I was always wondering about this. If water cannot be allowed to touch the membrane, why even have a membrane?

Or is gore tex pure theory and manufacturers assume that the membrane will have to stop the water and therefore isn't breathable anyway?

Reply

brian
0
Brian Goldstone  - Jan. 29, 2020, 10:09 a.m.

Water can touch the membrane, the new Shakedry fabric as the membrane exposed but it's more susceptible to damage without a face fabric.

wfo922
+1 Pete Roggeman
Wfo922  - Jan. 25, 2020, 6:57 a.m.

thank you nsmb

Reply

cooperquinn
+3 Pete Roggeman DanL Deniz Merdano
Cooper Quinn  - Jan. 25, 2020, 11:11 a.m.

A friend at Dead Bird says a big part of their customer service is basically shouting "DIRTY GEAR DOESN'T WORK" into the phone a la Jim Carrey in Liar, Liar.

Reply

khai
0
khai  - Jan. 25, 2020, 10:09 p.m.

Any idea why no powdered detergents?  Reading the labels and manufacturer's websites for various waterproof/breathable garments they all seem to stress that some detergents (especially those with fabric softeners, etc) are bad as they'll clog up the pores - but I'd think that a gentle/natural cleaner such as Nellies would do well?  It's powder, but it doesn't have any weird stuff in it...  (I use Nellies for almost everything, but do try to keep a stock of Granger's on hand for my Gore/DWR kit)

Reply

pete@nsmb.com
0
Pete Roggeman  - Jan. 26, 2020, 9:47 a.m.

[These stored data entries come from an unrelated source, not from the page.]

PR #2528, opened 2018-10-22
Add examples to the "bit" module documentation

adrianomelo:

I missed having some examples for the `bit` module when I was checking the available operators. This PR request adds examples to this module.

### DIFF
--- a/docs/en/modules/bit.md
+++ b/docs/en/modules/bit.md
@@ -19,6 +19,12 @@ Arithmetic right shift a number equivalent to `value >> shift` in C.
 #### Returns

Remember that as a manufacturer selling expensive jackets, you're trying to do everything you can to keep people from messing up their investment - people who, in general, don't know a thing about how to maintain them. So, to cover your ass, you write 'no powder detergents' rather than listing which ones are ok, or which ingredients are bad. Generally speaking, a consumer that's gone to the length of reading the manual has already invested more care and effort into maintenance than 95% of the customer base. It's the same as having to write that hot stove elements can cause burns if touched.

Reply

tanadog
0
tanadog  - Jan. 26, 2020, 5:21 p.m.

because they leave residues that clog the DWR, more rinsing helps but soaps are better

Reply

velocipedestrian
0
Velocipedestrian  - Jan. 26, 2020, 3:15 p.m.

Thanks for the reminder, I've just washed, patched and ironed my riding jacket.

It's easy to forget when the summer arrives.